Dmitri Alperovitch, co-founder of cybersecurity firm CrowdStrike, said he has seen Chinese government hackers target health-care providers and insurance companies in the past six months for Social Security numbers and personal identifying information as well as health-care information.

“China sucks up as much information as possible on a variety of people that could come in handy later,” he said, adding that CrowdStrike does not have information on the Anthem hack.

China has also been implicated in hacks on USIS, a major U.S. contractor that conducts background checks for the Department of Homeland Security.

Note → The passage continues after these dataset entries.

PR #855, opened 2019-06-14
ecm xms

ecm-pushbx:
Fixes:
* https://github.com/stsp/dosemu2/issues/852
* https://github.com/stsp/dosemu2/issues/853
* https://github.com/stsp/dosemu2/issues/854


stsp:
Thanks!

PR #872, opened 2019-07-06
fossil: Convert TSR into simple init program

andrewbird:
1/ By adding the FOSSIL signature into the BIOS we can save over
512 bytes of conventional memory at the cost of using 38 bytes in
BIOS area.

2/ Move the assembly logic up into Dosemu's FOSSIL driver itself.

3/ Guard against being called with outdated TSR fossil.com

4/ Add version check


src/base/bios/x86/bios.s
```diff
@@ -649,6 +649,26 @@ PKTDRV_driver_entry_ip:
...
+/* FOSSIL driver signature and jump to original handler */
+	.globl	FOSSIL_isr
+FOSSIL_isr:
+	jmp     1f
+	.globl	FOSSIL_oldisr
+FOSSIL_oldisr:
+	.long   -1
+	.globl	FOSSIL_magic
+FOSSIL_magic:
+	.word   0
```
stsp: Why not to immediately write the needed
magics here, rather than from fossil.c?

andrewbird: Sure we could set magic here, but we still need to set max function number and old isr value from fossil.c, so it seemed neater to keep all the sets in one place.

stsp: But MAX_FUNC is also a constant, no?
Doesn't matter though.
Thanks!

The Chinese have also targeted state motor vehicle departments and other agencies with large databases, Alperovitch said.

“The more information the Chinese have about large segments of the American population, the easier it is for them to penetrate our military and intelligence agencies,” said Joel Brenner, a former top U.S. counterintelligence official. “They then have the health-care information, the fingerprints and the real names of an enormous set of people, many of whom are prime recruits for our intelligence services or our military or who are already in our military. It’s an enormous advantage in penetrating cover.”

That employee data was stolen in the Anthem hack could indicate that hackers might be preparing for another attack, which would allow them to access internal systems that they were otherwise unable to reach, said Tom DeSot, an executive at the cybersecurity firm Digital Defense.

The health-care industry has struggled to fortify itself against cyberattacks. Hospital groups and health insurers have often grown through buying smaller, regional firms with different technology and no overarching security policy. Many also use older computer systems that have proved more susceptible to attack.

“Health care can be a big, leaky boat,” said Katherine Keefe, leader of breach response services for Beazley, a London-based speciality insurer that offers cyber-liability coverage. “There’s a lot of private information that flows in and out . . . and [among attackers] there’s an awareness now that health-care information on its own is quite valuable.”

Experts at the security-ratings firm BitSight said last year that the health-care industry’s cyber­defense showed “signs of serious illness,” posting a bigger increase in security incidents over the previous year than industries such as finance and retail, but with continued failures to respond quickly to threats.

Health-care providers, which must disclose breaches affecting more than 500 people, have reported about 1,200 breaches since 1997, a federal health database shows.

Anthem has come under fire in the past for its security. The insurer agreed in 2013 to pay $1.7 million to resolve federal claims that poor internal safeguards left personal information, including Social Security numbers and health data, from more than 600,000 people available online.

In August, Chinese hackers grabbed names, addresses and Social Security numbers from more than 4 million patients of Community Health Systems, one of the country’s largest for-profit hospital groups. The FBI warned after that attack that the health-care industry was being targeted by hackers.

Federal leaders said the Anthem breach appeared emblematic of a larger weakness in the country’s cyberdefense. Rep. Devin Nunes (R-Calif.), chairman of the House Intelligence Committee, said the Anthem hack “shows the urgent need to improve our nation’s cybersecurity infrastructure.” Michael Daniel, President Obama’s chief cybersecurity adviser, said, “It’s quite concerning that we would have yet another intrusion of this size.”

Hackers have routinely targeted retailers rich with consumer data, including attacks last year that breached data for 110 million Target customers and 53 million Home Depot customers. JPMorgan Chase, the nation’s largest bank, had records for 76 million households breached last summer. Federal officials called the damaging hack last year of Sony Pictures Entertainment a “serious national security issue.”

Andrea Peterson contributed to this report.